• Stored items:
PR #248, opened 2026-06-06
ngfd, usb-moded, bluebinder, distro, pulseaudio: add changes required by aurora

FlorentRevest:

PR #268, opened 2026-06-15
distro: resolve llvm-native and clang-native sysroot conflict

moWerk:
When meta-clang is present in the layer stack, `clang-native` and
oe-core's `llvm-native` both attempt to install the full LLVM C API
headers into native recipe sysroots. This causes `do_prepare_recipe_sysroot`
to abort with a duplicate file error, blocking Qt6 builds for any watch
that is not aurora.

The fix from PR #248 (hybris-gki-watch.inc) works correctly but is scoped
to GKI watches only. Moving it to `asteroid.conf` covers all watches
building with meta-clang and is a no-op when meta-clang is absent.

Note: once PR #248 merges, the same two lines should be removed from
`conf/machine/include/hybris-gki-watch.inc` to avoid redundancy.


FlorentRevest:
Thank you!

PR #273, opened 2026-06-17
timed: Don't grant cap_sys_time

FlorentRevest:
Nowadays we only change time via systemd calls (in both qml-asteroid and asteroid-btsyncd) so we no longer use timed's ability to change the current time.

In fact, it's actively hurting us because on aurora for example it is changing system time to a broken RTC which sets back time to 1970 and which breaks assumptions made by some Google libraries and restart loops some daemons in the LXC container that both break some functionalities and make the UI significantly slower.

### DIFF
--- a/recipes-nemomobile/timed/timed_git.bb
+++ b/recipes-nemomobile/timed/timed_git.bb
@@ -41,10 +41,9 @@ do_install:append() {
     ln -s /usr/share/zoneinfo/Etc/GMT ${D}/var/lib/timed/localtime
 
     cp ${UNPACKDIR}/timed.conf ${D}/etc/dbus-1/system.d/
-}
 
-pkg_postinst:${PN}() {
-    setcap cap_sys_time+ep $D/usr/bin/timed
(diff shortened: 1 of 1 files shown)


MagneFire:
> Nowadays we only change time via systemd calls (in both qml-asteroid and asteroid-btsyncd) so we no longer use timed's ability to change the current time.
> 
> In fact, it's actively hurting us because on aurora for example it is changing system time to a broken RTC which sets back time to 1970 and which breaks assumptions made by some Google libraries and restart loops some daemons in the LXC container that both break some functionalities and make the UI significantly slower.

In case you weren't aware this has been an issue for a while now on many watches, that's why we have https://github.com/AsteroidOS/meta-asteroid/blob/master/recipes-android/swclock-offset/swclock-offset_git.bb

FlorentRevest:
Yeah - it seems that timed wasn't bringing anything to the table since swclock-offset is the one that was actually restoring time correctly.

PR #279, opened 2026-06-28
ngfd: add a "notification" event that plays the notification sound

stianlaa:
asteroid-launcher currently plays notification/unmute sounds via QtMultimedia ⁠SoundEffect, which keeps a PulseAudio stream open for the app’s lifetime. This prevents the audio sink from suspending and causes constant standby battery drain.
The launcher will switch to ⁠ngf, which plays sounds with a short-lived GStreamer pipeline that shuts down after playback, allowing the sink to suspend again. To support this, this change adds a new sound-only ⁠"notification" event to ⁠ngfd (existing ⁠notif_* events remain for haptics/LED).

### DIFF
--- a/recipes-nemomobile/ngfd/ngfd/events.d/notification.ini
+++ b/recipes-nemomobile/ngfd/ngfd/events.d/notification.ini
@@ -1,0 +1,3 @@
+[notification]
+sound.filename = /usr/share/sounds/notification.wav
+sound.stream.media.role = notification


stianlaa:
Reopened: the review of AsteroidOS/asteroid-launcher#271 concluded the ngf path is the right fix after all - it solves the Qt6 chop (AsteroidOS/asteroid#342) as well as the standby drain, which the pure-Qt route could not. This event is the missing piece and should land before asteroid-launcher#270.

One open question from the description worth a maintainer opinion: this is a shared ngf event, so any other component emitting "notification" would also play the sound. Fine by design, or would you prefer a launcher-scoped event name?

FlorentRevest:
Fine by design

FlorentRevest (approved):

PR #36, opened 2016-01-20
Let pdc client handle pdc warning header

ycheng-aa:
If server return 200 OK with header containing
'pdc-warning' field, display the warning to
customer in the top leverl of the json result.

JIRA: PDC-1283

### DIFF
--- a/pdc_client/__init__.py
+++ b/pdc_client/__init__.py
@@ -27,6 +27,8 @@ CONFIG_URL_KEY_NAME = 'host'
 CONFIG_INSECURE_KEY_NAME = 'insecure'
 CONFIG_DEVELOP_KEY_NAME = 'develop'
 CONFIG_TOKEN_KEY_NAME = 'token'
+# PDC warning field in response header
+PDC_WARNING_HEADER_NAME = 'pdc-warning'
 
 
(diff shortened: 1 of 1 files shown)


lubomir:
I think this is not the best approach: modifying the response could potentially cause problems for consumers, and when `pdc` is updated to actually display the warning to the user, it would need to be implemented in every subcommand. I think it would be easier to just print the warning to `sys.stderr` in the `decode` method.

The ultimate solution might be to pass an optional logger to `PDCClient`. The warning would than use that, and it would also allow us to add some debugging messages inside the client class if needed. For the `pdc` client we already have a logger we could reuse, for `pdc_client` we would need to create one. Maybe [getting a child logger](https://docs.python.org/2/library/logging.html#logging.Logger.getChild) would be a good choice.

ycheng-aa:
Thanks. I also thought it may break customers' script, but I was not sure how to present it. I just changed it to write to sys.stderr. First make it be able to present the warning.

lubomir:
:+1:

simozhan:
looks good to me. and maybe in the future we can put it in the logger, and provide some option  for the user to see verbose logs

PR #37, opened 2016-01-26
Return error info when input irregular or illegal para.

bliuredhat:
JIRA: PDC-998

### DIFF
--- a/bin/pdc_client
+++ b/bin/pdc_client
@@ -51,7 +51,7 @@ class RequestMethod(object):
     @debug_request
     def get(self, data):
         if isinstance(data, list):
-            print 'Parameter %s is error format %s, please input right format.' % (data, type(data))
+            print 'For GET request, the data must be a JSON object, not a list.'
             sys.exit(1)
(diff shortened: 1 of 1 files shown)


bliuredhat:
@lubomir , @simozhan  and @ycheng-aa ; please review this patch.

bin/pdc_client
```diff
@@ -50,6 +50,9 @@ class RequestMethod(object):
 
     @debug_request
     def get(self, data):
+        if isinstance(data, list):
+            print 'Parameter %s is error format %s, please input right format.' % (data, type(data))
```
ycheng-aa: Should the data be a dict? If so, maybe the condition could be 
if not isinstance(data, dict):
    .........................

Should we also point out what is the correct format in error message?

ycheng-aa:
I also prefer the commit message more specific rather than the PDC number.

bin/pdc_client
bliuredhat: yes,  your ideal is right.

PR #39, opened 2016-01-28
Update the error info

bliuredhat:
The pdc_client command to return "Client error: ", this patch
will remove these info

JIRA: PDC-998

### DIFF
--- a/bin/pdc_client
+++ b/bin/pdc_client
@@ -50,7 +50,7 @@ class RequestMethod(object):
 
     @debug_request
     def get(self, data):
-        if isinstance(data, list):
+        if not isinstance(data, dict):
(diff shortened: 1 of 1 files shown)


bliuredhat:
@lubomir, @simozhan , @ycheng-aa ; please review this patch.

lubomir:
:+1:

bliuredhat:
@lubomir; I consider that if we remove these code, it's bad for  code debug.

lubomir:
I'm not sure how much help it is debugging, but we can keep. In that case there should be an `if` condition for [`SystemExit`](https://docs.python.org/2/library/exceptions.html#exceptions.SystemExit) exception and not print anything for it.

ycheng-aa:
:+1:

PR #41, opened 2016-02-09
Rework spec file according to packaging guidelines

sochotnicky:
There's couple of changes:
- dep on python-beanbag instead of beanbag
- python3 subpackage (disabled due to deps for now)
- split into python2/3 subpackages
- use of Fedora py_build macros


sochotnicky:
https://fedoraproject.org/wiki/Packaging:Python

lubomir:
Merged as b5447ba.

PR #43, opened 2016-02-28
Upadte the get_version function to get the version value

bliuredhat:
When we install the pdc client from brew, we can't get the correct
version value. So add the version value by manual operation.

JIRA: PDC-1375


ycheng-aa:
Looks good for me.

simozhan:
:+1:

lubomir:
I don't like this fix. I think the code that is there should work correctly and the only reason why it fails is because the `.egg-info` directory is not installed. That is an error in packaging and should be fixed there.

bliuredhat:
@lubomir ; your ideal is reasonable~! BTW,  I want to consult you how can we fix this error; the SPEC file is [LINK](https://docs.google.com/a/redhat.com/document/d/1tUaXYgMnTFmL7PdPmizbepKkJZN4tatw9JQ0ec92XMw/edit?usp=sharing)

bliuredhat:
Hi,all guys; This patch will be removed and do not merge to master branch; BTW, thanks for lubomir's help.

PR #44, opened 2016-02-28
Add docs about how to deploy the project both in Brew and in Copr

bliuredhat:
This patch add the doc to show the steps how to deploy pdc-client both in Brew and in Copr.

JIRA: PDC-1349


bliuredhat:
@sochotnicky  and @lubomir ; the internal Copr have been removed; So I am not sure whether we need add the steps about how to deploy release in Copr?

bliuredhat:
@sochotnicky  and @lubomir ; This patch is to show the steps how to deploy the pdc client  package in Brew and Internal Copr. But I consider that these steps are  just access to internal users, especially PDC team-members; not available to external users. Do we need to share these steps  in Github ?

PR #48, opened 2016-04-13
Modify compose-tree-locations in client because API url changed.

ycheng-aa:
Because scheme is added to compose-tree-locations API url,
pdc client is changed correspondingly in info/update/delete.

JIRA: PDC-1445


simozhan:
looks good to me.

bliuredhat:
:+1:

PR #51, opened 2016-05-19
fix version check for the requests module

nphilipp:
Simply comparing strings, '2.10.0' < '2.4.0'. Split the version string,
and compare each component as an integer number.


lubomir:
:+1:

ycheng-aa:
:+1:

PR #53, opened 2016-06-12
Change configuration files for pdc-client

bliuredhat:
The configuration for client should be in a dropdir (/etc/pdc.d/)
so that multiple config files can be installed at the same time.
1. Load a config dict from each file.
2. If two dicts contain the same key, report an error (the error
message should include the key and all file names defining it)
3. Merge all these dicts.
4. Continue as before: load user config file and apply changes from it

JIRA: PDC-1563

### DIFF
--- a/pdc_client/__init__.py
+++ b/pdc_client/__init__.py
@@ -21,7 +21,7 @@ from pdc_client import monkey_patch
 
 monkey_patch.monkey_patch_kerberos()
 
-GLOBAL_CONFIG_FILE = '/etc/pdc/client_config.json'
+GLOBAL_CONFIG_DIR = '/etc/pdc.d/'
 USER_SPECIFIC_CONFIG_FILE = expanduser('~/.config/pdc/client_config.json')
 CONFIG_URL_KEY_NAME = 'host'
 CONFIG_INSECURE_KEY_NAME = 'insecure'
@@ -54,6 +54,25 @@ def get_version():
 __version__ = get_version()
 
 
+def _read_dir(file_path):
+    # get all json files in /etc/pdc.d/ directory and merge them
+    data = {}
+    if isdir(file_path):
+        files_list = os.listdir(file_path)
+        for file_name in files_list:
+            if file_name.endswith('.json'):
+                file_abspath = os.path.join(file_path, file_name)
+                with open(file_abspath, 'r') as config_file:
+                    config_dict = json.load(config_file)
+                    same_key = set(data.keys()) & set(config_dict.keys())
+                    if same_key:
+                        print "Error: '%s' keys existed in both %s config files" % (same_key, files_list)
+                        sys.exit(1)
+                    else:
+                        data.update(config_dict)
+    return data
+
+
 def _read_file(file_path):
     data = {}
     if isfile(file_path):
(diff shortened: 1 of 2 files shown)


simozhan:
do we want to restrict to these tow files redhat.json and fedora.json, can we add other file like my.json.
and is it ok to expose redhat.json in github? is it ok to search all json files in pdc.d and merge them.
by the way, the coverage decreased, so maybe we need to add some test cases.

lubomir:
There should be no hard coded filenames. The client should load all json files from the directory and merge them.

bliuredhat:
@lubomir , do you means that get all json files in  /etc/pdc.d/ directory and merge them;  if there are same keys  in them, raise error info?

lubomir:
@bliuredhat yes, exactly that.

pdc_client/__init__.py
```diff
@@ -63,7 +64,17 @@ def _read_file(file_path):
 
 
 def read_config_file(server_alias):
-    result = _read_file(GLOBAL_CONFIG_FILE).get(server_alias, {})
+    redhat_config = _read_file(GLOBAL_CONFIG_FILE_REDHAT)
+    fedora_config = _read_file(GLOBAL_CONFIG_FILE_FEDORA)
+    same_key = list(set(redhat_config) & set(fedora_config))
```
ycheng-aa: Seems list() is unnecessary here.

pdc_client/__init__.py
```diff
@@ -56,14 +56,23 @@ def get_version():
...
+                    sys.exit(1)
+                else:
+                    data.update(config_dict)
     return data
 
 
 def read_config_file(server_alias):
-    result = _read_file(GLOBAL_CONFIG_FILE).get(server_alias, {})
+    result = _read_file(GLOBAL_CONFIG_DIR).get(server_alias, {})
     result.update(_read_file(USER_SPECIFIC_CONFIG_FILE).get(server_alias, {}))
```
simozhan, line 86: USER_SPECIFIC_CONFIG_FILE is a file, {} will be returned from _read_file, right?

bliuredhat, line 86: yes

bliuredhat:
@simozhan; I think this patch don't need to add a test case.

pdc_client/__init__.py
```diff
@@ -56,14 +56,23 @@ def get_version():
 
 def _read_file(file_path):
     data = {}
-    if isfile(file_path):
-        with open(file_path, 'r') as config_file:
-            data = json.load(config_file)
+    if isdir(file_path):
+        files_list = os.listdir(file_path)
+        for file_name in files_list:
```
ycheng-aa, line 62: It looks in previous discussion, it is to check all `.json` files, right?

bliuredhat, line 62: yes, check all .json file.

ycheng-aa:
:+1:

lubomir:
As far as functionality goes, this looks good. Since the `_read_file` function is getting quite long and complicated, maybe adding a comment explaining what it is supposed to do might be helpful in the future. But that is up to you.

simozhan:
looks good to me

PR #55, opened 2016-06-23
Move plugins outside of python_sitelib

bliuredhat:
Move all plugins in upstream to /usr/share/pdc-client directory.

JIRA: PDC-1567


ycheng-aa:
Looks good.

So the plugin files will directly under `pdc-client` directory instead of `plugins` directory, right?

simozhan:
LGTM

• What you have to do: Starting at the first line of the records above, please copy every line exactly through the line containing "setcap cap_sys_time+ep $D/usr/bin/timed", and stop there.

• Written answer:
PR #248, opened 2026-06-06
ngfd, usb-moded, bluebinder, distro, pulseaudio: add changes required by aurora

FlorentRevest:

PR #268, opened 2026-06-15
distro: resolve llvm-native and clang-native sysroot conflict

moWerk:
When meta-clang is present in the layer stack, `clang-native` and
oe-core's `llvm-native` both attempt to install the full LLVM C API
headers into native recipe sysroots. This causes `do_prepare_recipe_sysroot`
to abort with a duplicate file error, blocking Qt6 builds for any watch
that is not aurora.

The fix from PR #248 (hybris-gki-watch.inc) works correctly but is scoped
to GKI watches only. Moving it to `asteroid.conf` covers all watches
building with meta-clang and is a no-op when meta-clang is absent.

Note: once PR #248 merges, the same two lines should be removed from
`conf/machine/include/hybris-gki-watch.inc` to avoid redundancy.


FlorentRevest:
Thank you!

PR #273, opened 2026-06-17
timed: Don't grant cap_sys_time

FlorentRevest:
Nowadays we only change time via systemd calls (in both qml-asteroid and asteroid-btsyncd) so we no longer use timed's ability to change the current time.

In fact, it's actively hurting us because on aurora for example it is changing system time to a broken RTC which sets back time to 1970 and which breaks assumptions made by some Google libraries and restart loops some daemons in the LXC container that both break some functionalities and make the UI significantly slower.

### DIFF
--- a/recipes-nemomobile/timed/timed_git.bb
+++ b/recipes-nemomobile/timed/timed_git.bb
@@ -41,10 +41,9 @@ do_install:append() {
     ln -s /usr/share/zoneinfo/Etc/GMT ${D}/var/lib/timed/localtime
 
     cp ${UNPACKDIR}/timed.conf ${D}/etc/dbus-1/system.d/
-}
 
-pkg_postinst:${PN}() {
-    setcap cap_sys_time+ep $D/usr/bin/timed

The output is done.